PR #1329, opened 2025-01-21
Add `parsl-with-*` extras

xylar:
We have `parsl-with-*` packages for many `parsl` extras already.  A new one was added in a recent update, `parsl-with-globus_compute`:
https://github.com/conda-forge/parsl-feedstock/pull/115

In general, we want to keep up with new extras as they are added to parsl.

## Checklist:

ping @conda-forge/parsl

### DIFF
--- a/requests/add-parsl-output.yml
+++ b/requests/add-parsl-output.yml
@@ -1,0 +1,3 @@
+action: add_feedstock_output
+feedstock_to_output_mapping:
+  - parsl: "parsl-with-*"


xylar:
@conda-forge/core, I believe this is ready for your review when you have time.

requests/add-parsl-output.yml
```diff
@@ -0,0 +1,3 @@
+action: add_feedstock_output
+feedstock_to_output_mapping:
+  - parsl: "parsl-with-*"
```
ocefpaf, line 3: I don't know if the `*` glob works here. Let's ask @beckermr, who create these yaml requests, to be sure before merging.

xylar: @ocefpaf, I don't mind getting confirmation but I have done this in the recent past and it does work. It is also in the example yaml this way.

xylar: More specifically, here is the example:
https://github.com/conda-forge/admin-requests/blob/main/examples/example-add-feedstock-output.yml#L6
And here hare similar changes I have made for 2 other feedstocks:
https://github.com/xylar/admin-requests/blob/f84779f6de0c4dd5f0de582d56dc4a80ac8384f8/requests/wetterdienst.yml
https://github.com/xylar/admin-requests/blob/381528a2fb6850d68ea4f94f9fc3a673b0d6b829/requests/databricks-sql-connector-add-extras.yml

ocefpaf: Your expertise works as confirmation! I'm way behind the new stuff in conda-forge and clearly you know what you are doing. Thank for teaching me that one!

xylar: No problem!

PR #1344, opened 2025-01-25
allow multiple outputs in ncrystal-feedstock

tkittel:
In order to split the C++/library parts of NCrystal from the Python layer, the ncrystal-feedstock needs to be modified to use multiple outputs. So before there was just an "ncrystal" package, but in the future there will be at least "ncrystal-core", "ncrystal-python",  and "ncrystal" packages, where the last will be a metapackage depending on the rest and ensuring synchronisation of versions. In the future the ncrystal-core itself might be split further (into libs, headers, data files), but that is not going to happen in the short term.

I am the maintainer of the ncrystal-feedstock, so I count myself as having been pinged :-)

### DIFF
--- a/requests/add_ncrystal_outputs.yml
+++ b/requests/add_ncrystal_outputs.yml
@@ -1,0 +1,3 @@
+action: add_feedstock_output
+feedstock_to_output_mapping:
+  - ncrystal: "ncrystal-*"


h-vetinari:
Why not call the C++ library `libncrystal`?

tkittel:
@h-vetinari mostly because it is not 100% just the lib, but more importantly to follow 1-to-1 the naming of the corresponding pypi packages.

PR #1374, opened 2025-02-10
Add static outputs to collier and ninja-hep-ph

matthewfeickert:
* To work properly as dependencies of mg5amcnlo (https://github.com/conda-forge/mg5amcnlo-feedstock) add static library outputs to the collier (https://github.com/conda-forge/collier-feedstock) and ninja-hep-ph (https://github.com/conda-forge/ninja-hep-ph-feedstock) feedstocks.

## Guidelines for marking packages as broken:

* We prefer to patch the repo data (see [here](https://github.com/conda-forge/conda-forge-repodata-patches-feedstock))
  instead of marking packages as broken. This alternative workflow makes environments more reproducible.
* Packages with requirements/metadata that are too strict but otherwise work are
  not technically broken and should not be marked as such.
* Packages with missing metadata can be marked as broken on a temporary basis
  but should be patched in the repo data and be marked unbroken later.
* In some cases where the number of users of a package is small or it is used by
  the maintainers only, we can allow packages to be marked broken more liberally.
* We (`conda-forge/core`) try to make a decision on these requests within 24 hours.

What will happen when a package is marked broken?

* Our bots will add the `broken` label to the package. The `main` label will remain on the package and this is normal.
* Our bots will rebuild our repodata patches to remove this package from the repodata.
* In a few hours after the `anaconda.org` CDN picks up the new patches, you will no longer be able to install the package from the `main` channel.

## Checklist:

* [ ] I want to mark a package as broken (or not broken):
  * [ ] Added a description of the problem with the package in the PR description.
  * [ ] Pinged the team for the package for their input.

* [ ] I want to archive a feedstock:
  * [ ] Pinged the team for that feedstock for their input.
  * [ ] Make sure you have opened an issue on the feedstock explaining why it was archived.
  * [ ] Linked that issue in this PR description.
  * [ ] Added links to any other relevant issues/PRs in the PR description.

* [ ] I want to request (or revoke) access to an opt-in CI resource:
  * [ ] Pinged the relevant feedstock team(s)
  * [ ] Added a small description explaining why access is needed

* [ ] I want to copy an artifact following [CFEP-3](https://github.com/conda-forge/cfep/blob/main/cfep-03.md):
  * [ ] Pinged the relevant feedstock team(s)
  * [ ] Added a reference to the original PR
  * [ ] Posted a link to the conda artifacts
  * [ ] Posted a link to the build logs

* [x] I want to add a package output to a feedstock:
  * [x] Pinged the relevant feedstock team(s)
[...]

PR #1376, opened 2025-02-11
Set pull.rebase = false for global git configs

jaimergp:
This is supposed to address the issues observed in https://github.com/conda-forge/admin-requests/pull/1374. We had this line in other workflows, so let's add it everywhere for consistency.

### DIFF
--- a/.github/workflows/create_feedstocks.yml
+++ b/.github/workflows/create_feedstocks.yml
@@ -30,6 +30,7 @@ jobs:
         run: |
           git config --global user.email "chrisburr73+conda-forge-admin@gmail.com"
           git config --global user.name "conda-forge-admin"
+          git config --global pull.rebase false
           git add *
           git commit -am "make sure we have no windows line endings" || exit 0
           for i in `seq 1 5`; do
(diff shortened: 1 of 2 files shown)


beckermr (changes requested):
I do not understand what this PR is supposed to fix. The issue we had was that thw request was misformatted and I missed that in my review. @chrisburr fixed it in this [commit](https://github.com/conda-forge/admin-requests/commit/bbf668655024ddccb994cf0f1b0454593e912c97).

beckermr:
The repo retries requests over and over again by default, which is why the job was on a loop.

jaimergp:
I see. I misunderstood then. Yet, the error observed in this log https://github.com/conda-forge/admin-requests/actions/runs/13252868280/job/36994275445 could be fixed by this PR I think? Might be orthogonal to the issue I linked to, sorry for the confusion.

beckermr:
No need to be sorry at all! Did that error happen more than once? I think it might be a race condition that resolves itself on the next attempt?

jaimergp:
Probably. Still, git could have maybe worked around that conflict with a different merge strategy instead of fast-forward. Not sure if we want to allow that either. Feel free to close.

★ ★ ★ ★

▶ **ASSIGNMENT**
Which lines above contain the word "Posted"? List them.

▶ **SOLVED PROBLEM**
  * [ ] Posted a link to the conda artifacts
  * [ ] Posted a link to the build logs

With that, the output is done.